Novas versões do rsync trazem bugs críticos surpreendentes e foram feitas com IA

Um cenário de pesadelo começou a se desenrolar na noite de quinta, quando @JeremiahFieldhaven@mastodon.gamedev.place compartilhou seu relato sobre uma regressão grave de funcionalidade no rsync 3.4.3, e sobre o que ele descobriu ao ir inspecionar o código-fonte: as alterações dessa e de outras versões recentes não estão mais assinadas mais só pelo mantenedor (o Tridge, que conhecemos desde o século 20), mas por uma dupla: Tridge and Claude.


Fragmento de uma listagem de commits do rsync
Fragmento de listagem de commits mostrando a co-autoria da IA Claude

Ou seja: a IA entrou em cena em um utilitário que fundamenta os backups de muitos de nós, e entrou com aquele workflow típico: ao arrumar um bug, gera outros dois em partes do código que nem estavam relacionadas, e a gente começa a ver um padrão de patches feitos por IA, que estão lá para consertar bugs introduzidos por patches anteriores, também feitos por IA. A thread do link acima (assim como outros locais também) esmiuça isso um pouco mais detalhadamente, relatando outras regressões encontradas em versões recentes, numa inspeção inicial do código.

Como case de adoção de IA, é interessante para estudo, talvez vire caso antológico até, já que é um desenvolvedor experiente e renomado, e um software altamente popular.
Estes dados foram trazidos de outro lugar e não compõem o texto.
PR #853, opened 2024-01-10
ci: migrate to builded era-contracts

otani88:
## What ❔
Migrate to pre-builded contracts

## Why ❔
Optimize CI execution

## Checklist


.github/workflows/build-docker-from-tag.yml
```diff
@@ -49,21 +49,17 @@ jobs:
...
-    needs: [setup, build-contracts]
+    needs: [setup]
     uses: ./.github/workflows/build-core-template.yml
     if: contains(github.ref_name, 'core')
     secrets:
       DOCKERHUB_USER: ${{ secrets.DOCKERHUB_USER }}
       DOCKERHUB_TOKEN: ${{ secrets.DOCKERHUB_TOKEN }}
     with:
       image_tag_suffix: ${{ needs.setup.outputs.image_tag_suffix }}
+      era_contract_version: "main-6250292"
```
Deniallugo, line 62: Oh, it's a bad idea. I think we still want to have contracts as a submodule. Because we can't blindly use them and protocol will be ultra disappointed.

I'm ok if you keep this version and can calculate it from the submodule. 

Otherwise, you will see a lot of angry developers...because it works locally but doesn't in ci

PR #857, opened 2024-01-11
chore(docs): Adding a README with a list of VM versions

mm-zk:
## What ❔

* Adding a list with the current VM versions

## Why ❔

* To make it easy to see what is the chronological order (and what was changed).


popzxc (approved):
❤️

PR #6, opened 2020-02-05
src/tcltk/tcltk8.5.4/tcl8.5.4/Makefile: fix leftover $(MAKE) commands

flokli:
Those were missed in https://github.com/B-Lang-org/bsc/pull/5.


flokli:
cc @bpfoley

PR #9, opened 2020-02-05
README.md: document perl is required during build

flokli:
This is used to invoke src/stp/src/AST/genkinds.pl, which produces
ASTKind.{h,cpp}.


quark17:
I'd prefer to put this requirement in the later paragraph that documents requirements from STP.  I've pushed commit 562af069, in place of this request.  (But thanks for pointing it out!)

flokli:
Ok sure :-)

PR #15, opened 2020-02-05
yices/Makefile: set LDCONFIG to ldconfig

flokli:
The Makefile inside the git submodule hardcodes LDCONFIG to
`/sbin/ldconfig`, which doesn't necessarily exist at that path.

Instead, override it to be just `ldconfig`, meaning it'll pick
it from `$PATH`.


quark17:
After committing this, I discovered that it actually breaks the build on Debian10, which has /sbin/ldconfig but doesn't have /sbin in the path.  Any thoughts on a solution?

flokli:
Hmm, we could prepend $PATH there, but it's also a bit ugly.

I tried patching the ldconfig stuff out entirely, but then ran into issues of the linker trying to find the library with a wrong name.

What about doing something like https://github.com/NixOS/nixpkgs/commit/6ff8685057c1c6b0dbeed1c62d616696ae9b4dcf#diff-c25c55d2b460874ebb8c24ad4837e75f for yices, so we can avoid having to call ldconfig alltogether?

quark17:
I'm not sure I understand your suggestion (I don't offhand understand what ldconfig is being used for in the yices repo), but what if we conditionally set LDCONFIG earlier in the Makefile and then pass that value in:

`$(MAKE) -C $(VERSION) install LDCONFIG=$(LDCONFIG)`

(I would have thought that `export` would work for this, but it doesn't have the same effect.)

And I don't if the condition should be whether `/sbin/ldconfig` exists:

`ifeq (,$(wildcard /sbin/ldconfig))`
`LDCONFIG=ldconfig`
`else`
`LDCONFIG=/sbin/ldconfig`
`endif`

Or if the condition should be whether `ldconfig` is in the path (either by call `which ldconfig` in the shell or calling `ldconfig --version` in the shell).  I'm less sure how to express that though, so I'd go with the above.

flokli:
Hm, at least in the case of NixOS, I was able to just add set `LDCONFIG=true` to makeFlags to get bsc to build and run the smoketest, so maybe we don't need all the `ldconfig` stuff at all :laughing:

quark17:
So I can revert this commit?

flokli:
if that unblocks you for now, yes. For NixOS, we could just set `LDCONFIG=ldconfig` when running, or set it `LDCONFIG=true` (as it currently is in the [nixpkgs PR](https://github.com/NixOS/nixpkgs/pull/79468))

However, I'd propose checking if defaulting `LDCONFIG=true` works for Debian10/other distros as well - that way, we wouldn't need to apply distro-specific configuration.

quark17:
Ah, yes, that works!  I pushed that change.  Thanks!

flokli:
I have to take that back - at least here, ghc puts a `NEEDED` `libyices.so.2.6` in `inst/bin/core/bsc`, but without executing `ldconfig`, I only have the following libraries in `src/yices/v2.6/yices2-inst/lib/`:

```
-rwxr-xr-x 1 nixbld1 nixbld 4231288 Feb  9 00:14 libyices.a
lrwxrwxrwx 1 nixbld1 nixbld      17 Feb  9 00:14 libyices.so -> libyices.so.2.6.2
-rwxr-xr-x 1 nixbld1 nixbld 1791040 Feb  9 00:14 libyices.so.2.6.2
```

meaning executing `bsc` will fail:

```
/build/source/inst/bin/bsc -stdlib-names -bdir /build/source/build/bsvlib -p . -vsearch /build/source/build/bsvlib -no-use-prelude Prelude.bs
/build/source/inst/bin/core/bsc: error while loading shared libraries: libyices.so.2.6: cannot open shared object file: No such file or directory
make[3]: *** [Makefile:22: /build/source/build/bsvlib/Prelude.bo] Error 127
```

As this would require patching inside the submodule (which we can't really), I propose not setting `LDCONFIG=` from a parent `Makefile` at all - defaulting to `/sbin/ldconfig` for most distros, and setting it to elsewhere on other distros.

Sorry for the noise :-/

PR #17, opened 2020-02-06
Make use of ln more portable

arjenroodselaar:
The stp and yices build steps rely on a GNU extension of ln (-T), causing the
build to fail on MacOS. Since the intended behavior seems to be to create
recursive links up the directory tree this diff should make that more portable.

### DIFF
--- a/src/stp/Makefile
+++ b/src/stp/Makefile
@@ -9,7 +9,7 @@ all: install
 
 install:
 	$(MAKE) -C $(SRC) install
-	ln -fsT HaskellIfc include_hs
+	ln -fsn HaskellIfc include_hs
 	install -m 755 -d $(PREFIX)/lib/SAT
 	install -m 644 lib/* $(PREFIX)/lib/SAT
 
--- a/src/yices/Makefile
+++ b/src/yices/Makefile
@@ -10,9 +10,9 @@ all: install
 
 install:
 	$(MAKE) -C $(VERSION) install
-	ln -fsT $(VERSION)/include    include
-	ln -fsT $(VERSION)/lib        lib
-	ln -fsT $(VERSION)/include_hs include_hs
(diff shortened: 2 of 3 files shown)


quark17:
Your version is how I originally had it, but the problem is that this command:

`ln -fs HaskellIfc include_hs`

created a link at `include_hs/include_hs` when `include_hs` already existed.  That's why I added the -T flag, not realizing that it was a GNU extension.

I now see that the BSD version has a flag `h`:
> If the target_file or target_dir is a symbolic link, do not follow it.  This is most useful with the -f option, to replace a symlink which may point to a directory.

And the BSD version also defines `n` as an alias for `h` for "compatibility with other ln implementations."  I see that the GNU version has `n`:
> treat LINK_NAME as a normal file if it is a symbolic link to a directory

So maybe we just replace `T` with `n`?

I also notice that both have `F` which maybe also gets the behavior that we want, but is unclear.  And, in the worst case, we could always define the LN command at the top of the Makefile and use if-def to define it with different arguments depending on OSTYPE.  But fortunately it looks like we can use `n` here, yes?

FYI, I'm also open to changing how all of this indirection works.  Before releasing BSC on GitHub, I attempted to cleanup how some of the "vendor" directories worked (while not changing too much, which included some of this indirection) and am not strongly committed to the choices that I made.  For example, it's unclear if separate version subdirectories are needed, so that's one level of indirection we can consider eliminating.

arjenroodselaar:
Thank you for explaining the history/intend here. I updated the PR with `n` since that indeed seems to have the intended effect and is portable.

Re: whether or not to eliminate one level of indirection. I've definitely done this as well and it turns out I rarely need to simultaneously support multiple versions of the same vendored library. But at this point I wouldn't go out of my way to remove it.

PR #21, opened 2020-02-06
Clean libraries

bpfoley:
A sequence of patches to clean up almost all of the warnings when building Libraries

They consist of
1. Renaming unused bindings to _ or _foo if the name seemed important
2. Fixing a lot of cases where bindings shadowed other bindings
3. Occasional pieces of code simplification where it was easier than renaming bindings

### DIFF
--- a/src/Libraries/Base1/Assert.bs
+++ b/src/Libraries/Base1/Assert.bs
@@ -32,7 +32,7 @@ staticAssert b s = if not testAssert || b then
 --@ function Action dynamicAssert(Bool b, String s);
 --@ \end{libverbatim}
 dynamicAssert :: Bool -> String -> Action
-dynamicAssert = if not testAssert then (\ b s -> noAction)
+dynamicAssert = if not testAssert then (\ _ _ -> noAction)
 		else (\ b s -> if b then noAction else 
                         action
                           $display (assertMessage "Dynamic" s)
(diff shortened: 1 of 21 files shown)


quark17:
You've fixed some shadowing by adding a prime to the name.  In some cases, the values are unrelated, they just use the same generic name, like `x` -- for example, when a function takes a value called `x` and then later does a pattern match on a list to get `x` and `xs`.  To me, a name like `x'` implies that it's a new version of `x`, and would be misleading in this case (so I'd prefer a different naming to resolve the shadowing).  Is that just me?

bpfoley:
That's true. `x'` usually means 'modified `x` to me too. Have you any preferred naming convention?

quark17:
No particular conventions.  On line 1026 of Prelude.bs, the `Cons x _` is taking the head of a list of bits, so either `b` or `h` works.  Similarly, lines 1033, 1604, and 1694 can use `b` and `bs`.  For method arguments like line 1891, I guess you could use `v` or `val`; or even just change the first use of `x` to be `a_val`, since its purpose seems to be merely to get a handle on the type `a` -- and I wonder if the instantiation of `x` is even needed and could just be replaced with `(_ :: a)` as the argument to `typeof`?  At line 3580, maybe use `x1` and `x2` to not conflict with `v1` and `v2`?  Etc.

In ListN.bs, I see that many places had local definitions of `unL` that shadowed a global definition.  Those all seem to be defining the same function, right?  Rather than add a prime to the name, can we just remove those local definitions and leave the expression as is, using `unL` as globally defined?

bpfoley:
Thanks for the good suggestions.

Issue #16, opened 2020-02-05
'Minisat::OutOfMemoryException' during build


flokli:
During build, `/build/source/inst/bin/bsc -stdlib-names -bdir /build/source/build/bsvlib -p . -vsearch /build/source/build/bsvlib -no-use-prelude Prelude.bs` is invoked.

It fails

```
terminate called after throwing an instance of 'Minisat::OutOfMemoryException'
make[3]: *** [Makefile:22: /build/source/build/bsvlib/Prelude.bo] Aborted (core dumped)
make[3]: Leaving directory '/build/source/src/Libraries/Base1'
make[2]: *** [Makefile:31: build] Error 2
make[2]: Leaving directory '/build/source/src/Libraries'
make[1]: *** [Makefile:16: install] Error 2
make[1]: Leaving directory '/build/source/src'
make: *** [Makefile:24: install] Error 2
```

Full Log: https://termbin.com/0nb3

Note the machine has ~60GiB of RAM, so I hope it's not really not enough memory ;-)

quark17:
Can you say more about the environment that you're running in (OS, GHC version, GCC version)?  I have run into this when building on Debian 10, which uses GHC 8.4.  Some issues prevented me from installing other GHC versions (without spending more time).  I saw that BSC was indeed taking as many gigs of memory as it could, before eventually failing in the STP solver.  I don't believe that STP is at fault, because I changed the solver to be Yices instead (using the -sat-yices flag or by changing the default value in FlagsDecode.hs) and BSC built with GHC 8.4 on Debian 10 would still increase in memory until it ran out.

@bpfoley has also reported seeing this error, even when just running "bsc -help", when building with GHC 8.4 and GCC 9.  It's unclear if his issue is the same, but similar message.

This error does not come up when using GHC 8.0 or earlier, on other OSes.

flokli:
Full repro, including the environment is here: https://github.com/flokli/nixpkgs/commit/e9db0940326b3d67f2c1a694c34abe69fdfdb5f7

This is currently using GHC 8.6.5 and GCC 9.2.0 - just invoke `nix-build -A bluespec-bsc` from the repo root (requires nix, can be installed from https://nixos.org/nix/).

I'll check with other compiler combinations and report back.

Is there a Slack / IRC channel to discuss these findings?

flokli:
I can confirm I also run into the same memory consumption issues with GHC 8.4.4.

[...]

PR #25, opened 2020-02-06
Remove CUDD 2.5.0 SAT solver (and BSC -sat-cudd option)

bpfoley:
It was an extremely old version of CUDD. CUDD is no longer supported
and both STP and yices are much newer and have better performance
characteristics.


flokli:
Removal of CUDD was suggested in https://github.com/B-Lang-org/bsc/issues/16#issuecomment-583094666.

PR #27, opened 2020-02-06
Remove unused top level bindings

bpfoley:


quark17:
While those definitions are not currently being used by our C Syntax construction, could they be used in the future?  It seems like a useful record to leave them commented out, rather than delete them, so I've done that in commit e4c3a833.

PR #30, opened 2020-02-07
General fixes

thoughtpolice:
I've gotten Bluespec building reliably with Nix and running the smoke test properly. While doing this, I wrote several other changes that I think can be merged independently and un-controversially.

This includes several touch-ups to the README.md, which I think improve the "up-front advertisement" in the first 30 seconds of the README. You can see what that looks like in my fork: https://github.com/thoughtpolice/bsc/tree/aseipp/wip (note I removed the "Line count" badge since it's so wildly inaccurate; we'd have to unvendor tcl/tk to get accurate counts, since the external badge tool doesn't support `.gitattributes`, apparently.)

The functional changes to the code (tclsh reuse, `-Werror`), are all necessary to get Bluespec building with Nix.

Every commit has detailed explanations in the message, and are independent of each other, so I strongly suggest reading them one-by-one.

### DIFF
--- a/.editorconfig
+++ b/.editorconfig
@@ -1,0 +1,6 @@
+root = true
+
+[*]
+charset=utf-8
+insert_final_newline=true
+trim_trailing_whitespace=true
--- a/Makefile
+++ b/Makefile
@@ -23,6 +23,16 @@ rem_build:
 install:
 	$(MAKE)  -C src  PREFIX=$(PREFIX)  install
 
+# In the future, this will be much more expansive, and run the actual test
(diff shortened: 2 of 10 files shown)


quark17:
Thank you!  These all look good.

I had also noticed the GCC 9 warning.  The code is fine, gcc is just naively warning.  We could consider changing the code -- rather than one call to strncpy with a conditional length, we could conditionally call strcpy or strncpy based on whether the string fits -- but that seemed too much.  I'm happy to leave out -Werror until someone has a better suggestion.

PR #32, opened 2020-02-07
tree-wide: fix shebangs

flokli:
There shouldn't be a space between #! and the executable.


flokli:
Oh wow, seems they're [indeed fine](https://unix.stackexchange.com/questions/276751/is-space-allowed-between-and-bin-bash-in-shebang). Sorry for the noise.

Escolha dele, claro. Do ponto de vista de quem recebe e usa um software previamente estabilizado, entretanto, provavelmente atende mal e leva a procurar alternativas.

A situação ainda está se desenvolvendo, possivelmente haverá respostas dos envolvidos, e mais detalhes, contrapontos ou explicações surgirão. Convém acompanhar. Mas vale lembrar: existe o fork openrsync, integrante da árvore de projetos do OpenBSD (sendo, portanto, irmão do openssh). Eu uso há anos.